Inhaltsverzeichnis |
Die Gemeinde nördlich von Hachenburg an der Großen Nister. Im Osten des Ortes liegt Norken, im Nordwesten bzw. Nordosten Atzelgift und Nauroth und im Westen Müschenbach und das Kloster Marienstatt. Im Norden und Nordwesten liegt das Nauberggelände.
Der Jahresniederschlag beträgt 973 mm. Die Niederschläge sind hoch. Sie liegen im oberen Viertel der in Deutschland erfassten Werte. An 83 % der Messstationen des Deutschen Wetterdienstes werden niedrigere Werte registriert. Der trockenste Monat ist der Februar, die meisten Niederschläge fallen im Dezember. Im Dezember fallen 1,5 mal mehr Niederschläge als im Februar. Die Niederschläge variieren kaum und sind gleichmäßig übers Jahr verteilt. An nur 22 % der Messstationen werden niedrigere jahreszeitliche Schwankungen registriert.
Der Ort wird erstmals 1270 urkundlich erwähnt, als Erzbischof Anno II. von Köln einen Betrag der Abtei Siegburg in Nistera bestätigt. Der Ausgangspunkt des Dorfes ist das „Felsenstübchen“ oberhalb der Abtei Marienstatt, wo im Mittelalter die „Burg Nister“ (Nistria, Nistera) stand.
Am Ortsausgang des Dorfes an der Hammer-Straße liegt das Industriewerk Nisterhammer. Im Jahr 1570 erhielten die Grafen von Sayn das Privileg zur Errichtung eines Hammerwerkes in Nister, lange Zeit verpachtet und 1707 wieder in herrschaftlichem Besitz. 1769 wird der Burggraf Georg Friedrich Freudenberg Besitzer; 1802 tritt die Britisch-Nassauische Eisenwerksgesellschaft in Hachenburg als Eigentümerin auf und modernisiert den Betrieb. 1892 besteht darin die Bürstenfabrik Bocks & Co.; nach 1942 ist das Industriewerk Nisterhammer wieder ein Eisenbetrieb, ab 1956 als Nisterhammer Maschinenbau GmbH. Der Nisterhammer war einstmals der erste Großbetrieb im Oberwesterwald.[2]
In Richtung Norken in den Gemarkungen Nister und Nauroth befindet sich eine ca. 2½ km lange geradlinige Waldschneise auf dem Sattel des Nauberggeländes, sie trägt den Namen „alter Höhweg“; dieser war früher eine Teilstrecke der Handelsstraße Köln-Leipzig, die im Gebiet der Gemarkung Nister von der Furt durch die Große Nister bei der Abtei Marienstatt kommend längs dem Nauberggelände in Richtung Kirburg verlief. Diese Fahrstraße ist noch älteren Datums als die von Altenkirchen über Altstadt, Hachenburg und die Furt durch die Große Nister an der ehemaligen Schneidmühle nach führende Köln-Leipziger-Straße. An der Schneise stehen an der früheren Landesgrenze zwischen den Grafschaften Sayn-Altenkirchen und Sayn-Hachenburg bzw. an der heutigen Kreisgrenze zwischen dem Westerwaldkreis und dem Kreis Altenkirchen, mehrere Grenzsteine mit dem Zeichen SH/SA, die nach 1671 gesetzt wurden, als die beiden Herrschaftsbezirke endgültig getrennt wurden.[2]

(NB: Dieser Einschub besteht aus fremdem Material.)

PR #224, opened 2017-09-09
Fix parsing & compacting very deep objects

dougwilson:
This is a change of the internal `compact` utility to use an iterative approach instead of recursion in order to better handle very, very deep objects without a stack overflow. It was noticed on CharkaCore because it has a much smaller maximum stack than v8 does, though it can still happen on v8 (which the test does).

/cc @kunalspathak

### DIFF
--- a/lib/utils.js
+++ b/lib/utils.js
@@ -11,6 +11,29 @@ var hexTable = (function () {
     return array;
 }());
 
+var compactQueue = function (queue) {
+    var obj;
+
+    while (queue.length) {
+        var item = queue.pop();
+        obj = item.obj[item.prop];
+
+        if (Array.isArray(obj)) {
+            var compacted = [];
+
+            for (var j = 0; j < obj.length; ++j) {
+                if (typeof obj[j] !== 'undefined') {
+                    compacted.push(obj[j]);
+                }
+            }
+
+            item.obj[item.prop] = compacted;
+        }
+    }
+
+    return obj;
+};
+
 exports.arrayToObject = function (source, options) {
     var obj = options && options.plainObjects ? Object.create(null) : {};
     for (var i = 0; i < source.length; ++i) {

An der Südseite der Naubergskuppe Weiße Ley befand sich ab 1900 ein Abbauareal der Firma Grothe & Groehl, die unter der Basaltkuppe der Weißen Ley aus zwei Stollen Quarzitsteine gewann. Diese Steine wurden auf einem „Bremsberg“ talwärts transportiert. Die Bergstation befand sich unmittelbar vor dem Stollen, unten neben dem früheren Wasserbehälter war die Talstation; von dort wurden die Steine mit Pferdefuhrwerken zum Bahnhof Korb abtransportiert. Der alte Bremsberg wurde später durch einen neueren und längeren ersetzt, der etwa 100 m östlich davon errichtet wurde. 1920 wurde der neue Bremsberg entfernt; die untere Strecke ist inzwischen mit Wohnhäusern überbaut; auf dem Verladeplatz wurde der Sportplatz der Ortsgemeinde errichtet.[2]
Die Entwicklung der Einwohnerzahl, die Werte von 1871 bis 1987 beruhen auf Volkszählungen:[3]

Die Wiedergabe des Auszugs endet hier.